Meta-Adaptive Prompt Distillation for Few-Shot Visual Question Answering (2506.06905v2)

Published 7 Jun 2025 in cs.AI, cs.CL, cs.CV, and cs.LG

Abstract: Large Multimodal Models (LMMs) often rely on in-context learning (ICL) to perform new tasks with minimal supervision. However, ICL performance, especially in smaller LMMs, is inconsistent and does not always improve monotonically with increasing examples. We hypothesize that this occurs due to the LMM being overwhelmed by additional information present in the image embeddings, which is not required for the downstream task. To address this, we propose a meta-learning approach that provides an alternative for inducing few-shot capabilities in LMMs, using a fixed set of soft prompts that are distilled from task-relevant image features and can be adapted at test time using a few examples. To facilitate this distillation, we introduce an attention-mapper module that can be easily integrated with the popular LLaVA v1.5 architecture and is jointly learned with soft prompts, enabling task adaptation in LMMs under low-data regimes with just a few gradient steps. Evaluation on the VL-ICL Bench shows that our method consistently outperforms ICL and related prompt-tuning approaches, even under image perturbations, improving task induction and reasoning across visual question answering tasks.

Summary

The paper introduces a meta-adaptive prompt distillation (MAPD) strategy that leverages meta-learning to optimize task-specific image features for few-shot visual question answering.
It employs an attention-mapper module within the LLaVA v1.5 architecture and first-order MAML, consistently outperforming traditional in-context learning on VL-ICL benchmarks.
MAPD achieves robust performance improvement and computational efficiency with only 24 million trainable parameters, offering a scalable solution for resource-constrained multimodal models.

Meta-Adaptive Prompt Distillation for Few-Shot Visual Question Answering

The paper by Gupta et al., titled "Meta-Adaptive Prompt Distillation for Few-Shot Visual Question Answering," presents a novel approach for enhancing the adaptability of Large Multimodal Models (LMMs) in few-shot learning settings. This is particularly pertinent in visual question answering (VQA) tasks where models are challenged to maintain performance with minimal training data.

Key Contributions and Methodology

The authors identify a critical limitation of in-context learning (ICL) in LMMs, noting that smaller models (<7 billion parameters) often falter as more examples are added, leading to performance degradation.
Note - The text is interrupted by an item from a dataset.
Issue #2988, opened 2022-11-09
[Docs structure] Make Enterprise content easier to spot


dholbach:
Maybe it's sufficiently obvious to everyone else, but realised only when it was pointed out to me which parts of the content were about the Enterprise product and which about the open source project.

Right now we have these pieces of content that pertain to Enterprise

They attribute this to the models being overwhelmed by excessive image embeddings from long sequences. To address this, the paper proposes a meta-learning strategy involving the distillation of soft prompts from task-relevant image features.

The key innovation lies in the development of a meta-adaptive prompt distillation (MAPD) technique, which leverages an attention-mapper module integrated with the LLaVA v1.5 architecture. The authors employ the first-order version of Model-Agnostic Meta-Learning (MAML) to train this mechanism, aiming to enable models to adapt promptly with few-shot examples at test time.

Evaluation and Results

Gupta et al. evaluate their MAPD technique on the VL-ICL benchmark, which includes tasks such as the Fast Open-Ended MiniImageNet and CLEVR Count Induction. Their approach outperforms traditional ICL methods and other prompt-tuning baselines consistently. Most notably, in the highly volatile environment of few-shot learning, MAPD shows monotonic improvement with increasing shot numbers, underscoring its robustness and scalability.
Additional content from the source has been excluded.